- Work request
The full listing, copied exactly, is the required output.

- Record excerpts

----

PR #990, opened 2022-12-01
[16.0][MIG] account_banking_sepa_credit_transfer: Migration to 16.0

dzungtran89:
#964 

Depends:
- #974

PR #974, opened 2022-10-25
[16.0][MIG] account_banking_pain_base

wpichler:
https://github.com/OCA/bank-payment/issues/964

PR #1037, opened 2023-02-16
[MIG] account_banking_sepa_credit_transfer: Migration to 16.0

AnizR:
Migration of module account_banking_sepa_credit_transfer

Depends #974 #1036 

I know that there is pr #990 but imo I couldn't just suggest changes because there were too important.

e.g. https://github.com/OCA/bank-payment/blob/6edf8370fe695a1bad87ea711efd319560191e2a/account_banking_sepa_credit_transfer/models/account_payment_order.py#L81: it assumed that a payment order has bank_line_ids (it was the case in 15.0 but not anymore)


pedrobaeza:
This should include the part of #1031 that corresponds to this.

account_banking_sepa_credit_transfer/tests/test_sct.py
```diff
@@ -107,6 +113,11 @@ def setUpClass(cls):
         # Trigger the recompute of account type on res.partner.bank
         cls.partner_bank_model.search([])._compute_acc_type()
 
+        # cls.main_company.write({
+        #     'account_journal_payment_debit_account_id': cls.payment_debit_account_id.id,
+        #     'account_journal_payment_credit_account_id': cls.payment_credit_account_id.id
+        # })
+
```
hildickethan, line 120: to remove if not necessary

hildickethan:
> This should include the part of #1031 that corresponds to this.

From what I can see this is included in the migration commit, but this being a migration from 14 -> 16 when 15 is merged seems a bit off when it comes to commit history, as if it was done from 15 that commit would be there

We have 2 PRs now for the same module, I think this one is unnecessary with the current state of https://github.com/OCA/bank-payment/pull/990 :thinking:

PR #1038, opened 2023-02-16
[14.0][IMP] account_payment_order: Allow fixed date in the past

hildickethan:
- Add a checkbox to allow a past accounting date when the type is "Fixed"
- I made it checkbox reliant so it's opt-in, but IMO the accounting date should always be the scheduled date when using "Fixed" type, since that's logically what a fixed/scheduled date would be

Use case:

Payments are scheduled banking-side to be done on a specific day, you receive the info from the bank but for whatever reason, no one confirms the Payment Order in Odoo on the same day.
Next working day you confirm the payment order but the accounting date fast-forwards to the current day, which no longer reflects the schedule that was planned

### DIFF
--- a/account_payment_order/i18n/account_payment_order.pot
+++ b/account_payment_order/i18n/account_payment_order.pot
@@ -6,6 +6,8 @@ msgid ""
 msgstr ""
 "Project-Id-Version: Odoo Server 14.0\n"
 "Report-Msgid-Bugs-To: \n"
+"POT-Creation-Date: 2023-02-16 12:27+0000\n"
+"PO-Revision-Date: 2023-02-16 12:27+0000\n"
 "Last-Translator: \n"
 "Language-Team: \n"
 "MIME-Version: 1.0\n"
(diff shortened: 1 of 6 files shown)


hildickethan:
@OCA/banking-maintainers if you could have a look please, I'm still of the opinion that it doesn't really need to be opt-in since "fixed" date should just force it to that date, the config was mostly there to be easier to accept the change

pedrobaeza (approved):

carlosdauden (approved):

giarve:
Let's consider the following use case:

The user confirms an `account.payment.order`, generates a SEPA file and presses the button to confirm that the file has been uploaded. Then the account moves for the payments are confirmed, but they are confirmed with accounting dates in the future, and not when the move to the pending payments account has been actually made (imagine it is a pending payment account).

I would allow the user to set these move dates to date_uploaded date instead (maybe with another dropdown, but different dates other than `date_prefered`).

I can elaborate more if it is hard to understand or even create a new issue, but I found this is kind of a recent PR.

alexis-via:
If payments are scheduled banking-side, why do you need to create a payment order in Odoo ?? I think this change was not a good idea. And if you are in a corner-case scenario with payments scheduled banking side and you really want, for some reason, to make a payment order in Odoo, you can make the change in the code in a specific module, and not change the account_payment_order module. If we start to support all the weired scenario, we will end-up with a super-complex code base with tons of options that are used by 0,5% of the users... and it will kill OCA/bank-payment.
That's my opinion ! :)

pedrobaeza:
There's a flow that this change is favoring: you need to cancel a payment order already done by any reason (for example, wrong outstanding account), but correctly sent to the bank. Finishing the order again will change the date to today instead of the real date where it was done. That's why I think this can be useful.

PR #1039, opened 2023-02-16
[14.0] Show all errors on validation at once

simgonzalez:
Pull request to avoid testing in the loop fields that are available before the loop and to add the feature of showing all the validation user errors at once and for the user not to have to launch 10 times the process to get errors one by one.


pedrobaeza:
This seems to be doing more than the aggregation of the messages. Please, each change at once.

simgonzalez:
I've closed this one to open one on a clean branch
https://github.com/OCA/bank-payment/pull/1040

PR #1040, opened 2023-02-16
[14.0] [IMP] Gather all the UserError as one when validating payments in payment order

simgonzalez:
PR top add the feature of showing all the validation user errors at once and for the user not to have to launch 10 times the process to get errors one by one.

### DIFF
--- a/account_payment_order/models/account_payment_order.py
+++ b/account_payment_order/models/account_payment_order.py
@@ -289,9 +289,13 @@ class AccountPaymentOrder(models.Model):
             order.payment_ids.action_cancel()
             order.payment_ids.unlink()
             # Prepare account payments from the payment lines
+            payline_err_text = []
             group_paylines = {}  # key = hashcode
             for payline in order.payment_line_ids:
-                payline.draft2open_payment_line_check()
+                try:
+                    payline.draft2open_payment_line_check()
+                except UserError as e:
+                    payline_err_text.append(e.args[0])
                 # Compute requested payment date
                 if order.date_prefered == "due":
                     requested_date = payline.ml_maturity_date or payline.date or today
@@ -300,8 +304,7 @@ class AccountPaymentOrder(models.Model):
                 else:
                     requested_date = today
                 # No payment date in the past
-                if requested_date < today:
-                    requested_date = today
+                requested_date = max(today, requested_date)
                 # inbound: check option no_debit_before_maturity
                 if (
                     order.payment_type == "inbound"
@@ -309,7 +312,7 @@ class AccountPaymentOrder(models.Model):
                     and payline.ml_maturity_date
                     and requested_date < payline.ml_maturity_date
                 ):
-                    raise UserError(
+                    payline_err_text.append(
                         _(
                             "The payment mode '%s' has the option "
                             "'Disallow Debit Before Maturity Date'. The "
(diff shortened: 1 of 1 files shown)


pedrobaeza:
Please follow commit message guidelines:

https://github.com/OCA/odoo-community.org/blob/master/website/Contribution/CONTRIBUTING.rst#71commit-message

- No version on the commit message, but on the PR title.
- `[FIX]` tag
- Name of the module
- Short explanation of what in the first line
- Long explanation, whys and so on on following lines

account_payment_order/models/account_payment_order.py
```diff
@@ -344,6 +348,13 @@ def draft2open(self):
                         "paylines": payline,
                         "total": payline.amount_currency,
                     }
+            # Raise errors that happened on the validation process
+            if payline_err_text:
+                raise UserError(
+                    _("A bunch of validation didn't passed\n")
```
pedrobaeza:
```suggestion
                    _("There's at least one validation error:\n")
```

pedrobaeza (commented):
And check pre-commit stuff

account_payment_order/models/account_payment_order.py
simgonzalez: Is there a way to check pre-commit stuff before actually the PR check ?

pedrobaeza: You can install pre-commit locally. Having pipx installed (`pip install pipx`), do `pipx install pre-commit`. Then, being on your repo directory, do `pre-commit install -f` for installing a hook. Now, each `git commit` on that repo, will launch first the pre-commit stuff.

account_payment_order/models/account_payment_order.py
```diff
@@ -333,17 +336,26 @@ def draft2open(self):
...
-                    hashcode = payline.id
-                if hashcode in group_paylines:
-                    group_paylines[hashcode]["paylines"] += payline
-                    group_paylines[hashcode]["total"] += payline.amount_currency
-                else:
-                    group_paylines[hashcode] = {
+                    group_paylines[payline.id] = {
                         "paylines": payline,
                         "total": payline.amount_currency,
                     }
```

----

- Completed exercise
PR #990, opened 2022-12-01
[16.0][MIG] account_banking_sepa_credit_transfer: Migration to 16.0

dzungtran89:
#964 

Depends:
- #974

PR #974, opened 2022-10-25
[16.0][MIG] account_banking_pain_base

wpichler:
https://github.com/OCA/bank-payment/issues/964

PR #1037, opened 2023-02-16
[MIG] account_banking_sepa_credit_transfer: Migration to 16.0

AnizR:
Migration of module account_banking_sepa_credit_transfer

Depends #974 #1036 

I know that there is pr #990 but imo I couldn't just suggest changes because there were too important.

e.g. https://github.com/OCA/bank-payment/blob/6edf8370fe695a1bad87ea711efd319560191e2a/account_banking_sepa_credit_transfer/models/account_payment_order.py#L81: it assumed that a payment order has bank_line_ids (it was the case in 15.0 but not anymore)


pedrobaeza:
This should include the part of #1031 that corresponds to this.

account_banking_sepa_credit_transfer/tests/test_sct.py
```diff
@@ -107,6 +113,11 @@ def setUpClass(cls):
         # Trigger the recompute of account type on res.partner.bank
         cls.partner_bank_model.search([])._compute_acc_type()
 
+        # cls.main_company.write({
+        #     'account_journal_payment_debit_account_id': cls.payment_debit_account_id.id,
+        #     'account_journal_payment_credit_account_id': cls.payment_credit_account_id.id
+        # })
+
```
hildickethan, line 120: to remove if not necessary

hildickethan:
> This should include the part of #1031 that corresponds to this.

From what I can see this is included in the migration commit, but this being a migration from 14 -> 16 when 15 is merged seems a bit off when it comes to commit history, as if it was done from 15 that commit would be there

We have 2 PRs now for the same module, I think this one is unnecessary with the current state of https://github.com/OCA/bank-payment/pull/990 :thinking:

PR #1038, opened 2023-02-16
[14.0][IMP] account_payment_order: Allow fixed date in the past

hildickethan:
- Add a checkbox to allow a past accounting date when the type is "Fixed"
- I made it checkbox reliant so it's opt-in, but IMO the accounting date should always be the scheduled date when using "Fixed" type, since that's logically what a fixed/scheduled date would be

Use case:

Payments are scheduled banking-side to be done on a specific day, you receive the info from the bank but for whatever reason, no one confirms the Payment Order in Odoo on the same day.
Next working day you confirm the payment order but the accounting date fast-forwards to the current day, which no longer reflects the schedule that was planned

### DIFF
--- a/account_payment_order/i18n/account_payment_order.pot
+++ b/account_payment_order/i18n/account_payment_order.pot
@@ -6,6 +6,8 @@ msgid ""
 msgstr ""
 "Project-Id-Version: Odoo Server 14.0\n"
 "Report-Msgid-Bugs-To: \n"
+"POT-Creation-Date: 2023-02-16 12:27+0000\n"
+"PO-Revision-Date: 2023-02-16 12:27+0000\n"
 "Last-Translator: \n"
 "Language-Team: \n"
 "MIME-Version: 1.0\n"
(diff shortened: 1 of 6 files shown)


hildickethan:
@OCA/banking-maintainers if you could have a look please, I'm still of the opinion that it doesn't really need to be opt-in since "fixed" date should just force it to that date, the config was mostly there to be easier to accept the change

pedrobaeza (approved):

carlosdauden (approved):

giarve:
Let's consider the following use case:

The user confirms an `account.payment.order`, generates a SEPA file and presses the button to confirm that the file has been uploaded. Then the account moves for the payments are confirmed, but they are confirmed with accounting dates in the future, and not when the move to the pending payments account has been actually made (imagine it is a pending payment account).

I would allow the user to set these move dates to date_uploaded date instead (maybe with another dropdown, but different dates other than `date_prefered`).

I can elaborate more if it is hard to understand or even create a new issue, but I found this is kind of a recent PR.

alexis-via:
If payments are scheduled banking-side, why do you need to create a payment order in Odoo ?? I think this change was not a good idea. And if you are in a corner-case scenario with payments scheduled banking side and you really want, for some reason, to make a payment order in Odoo, you can make the change in the code in a specific module, and not change the account_payment_order module. If we start to support all the weired scenario, we will end-up with a super-complex code base with tons of options that are used by 0,5% of the users... and it will kill OCA/bank-payment.
That's my opinion ! :)

pedrobaeza:
There's a flow that this change is favoring: you need to cancel a payment order already done by any reason (for example, wrong outstanding account), but correctly sent to the bank. Finishing the order again will change the date to today instead of the real date where it was done. That's why I think this can be useful.

PR #1039, opened 2023-02-16
[14.0] Show all errors on validation at once

simgonzalez:
Pull request to avoid testing in the loop fields that are available before the loop and to add the feature of showing all the validation user errors at once and for the user not to have to launch 10 times the process to get errors one by one.


pedrobaeza:
This seems to be doing more than the aggregation of the messages. Please, each change at once.

simgonzalez:
I've closed this one to open one on a clean branch
https://github.com/OCA/bank-payment/pull/1040

PR #1040, opened 2023-02-16
[14.0] [IMP] Gather all the UserError as one when validating payments in payment order

simgonzalez:
PR top add the feature of showing all the validation user errors at once and for the user not to have to launch 10 times the process to get errors one by one.

### DIFF
--- a/account_payment_order/models/account_payment_order.py
+++ b/account_payment_order/models/account_payment_order.py
@@ -289,9 +289,13 @@ class AccountPaymentOrder(models.Model):
             order.payment_ids.action_cancel()
             order.payment_ids.unlink()
             # Prepare account payments from the payment lines
+            payline_err_text = []
             group_paylines = {}  # key = hashcode
             for payline in order.payment_line_ids:
-                payline.draft2open_payment_line_check()
+                try:
+                    payline.draft2open_payment_line_check()
+                except UserError as e:
+                    payline_err_text.append(e.args[0])
                 # Compute requested payment date
                 if order.date_prefered == "due":
                     requested_date = payline.ml_maturity_date or payline.date or today
@@ -300,8 +304,7 @@ class AccountPaymentOrder(models.Model):
                 else:
                     requested_date = today
                 # No payment date in the past
-                if requested_date < today:
-                    requested_date = today
+                requested_date = max(today, requested_date)
                 # inbound: check option no_debit_before_maturity
                 if (
                     order.payment_type == "inbound"
@@ -309,7 +312,7 @@ class AccountPaymentOrder(models.Model):
                     and payline.ml_maturity_date
                     and requested_date < payline.ml_maturity_date
                 ):
-                    raise UserError(
+                    payline_err_text.append(
                         _(
                             "The payment mode '%s' has the option "
                             "'Disallow Debit Before Maturity Date'. The "
(diff shortened: 1 of 1 files shown)


pedrobaeza:
Please follow commit message guidelines:

https://github.com/OCA/odoo-community.org/blob/master/website/Contribution/CONTRIBUTING.rst#71commit-message

- No version on the commit message, but on the PR title.
- `[FIX]` tag
- Name of the module
- Short explanation of what in the first line
- Long explanation, whys and so on on following lines

account_payment_order/models/account_payment_order.py
```diff
@@ -344,6 +348,13 @@ def draft2open(self):
                         "paylines": payline,
                         "total": payline.amount_currency,
                     }
+            # Raise errors that happened on the validation process
+            if payline_err_text:
+                raise UserError(
+                    _("A bunch of validation didn't passed\n")
```
pedrobaeza:
```suggestion
                    _("There's at least one validation error:\n")
```

pedrobaeza (commented):
And check pre-commit stuff

account_payment_order/models/account_payment_order.py
simgonzalez: Is there a way to check pre-commit stuff before actually the PR check ?

pedrobaeza: You can install pre-commit locally. Having pipx installed (`pip install pipx`), do `pipx install pre-commit`. Then, being on your repo directory, do `pre-commit install -f` for installing a hook. Now, each `git commit` on that repo, will launch first the pre-commit stuff.

account_payment_order/models/account_payment_order.py
```diff
@@ -333,17 +336,26 @@ def draft2open(self):
...
-                    hashcode = payline.id
-                if hashcode in group_paylines:
-                    group_paylines[hashcode]["paylines"] += payline
-                    group_paylines[hashcode]["total"] += payline.amount_currency
-                else:
-                    group_paylines[hashcode] = {
+                    group_paylines[payline.id] = {
                         "paylines": payline,
                         "total": payline.amount_currency,
                     }
```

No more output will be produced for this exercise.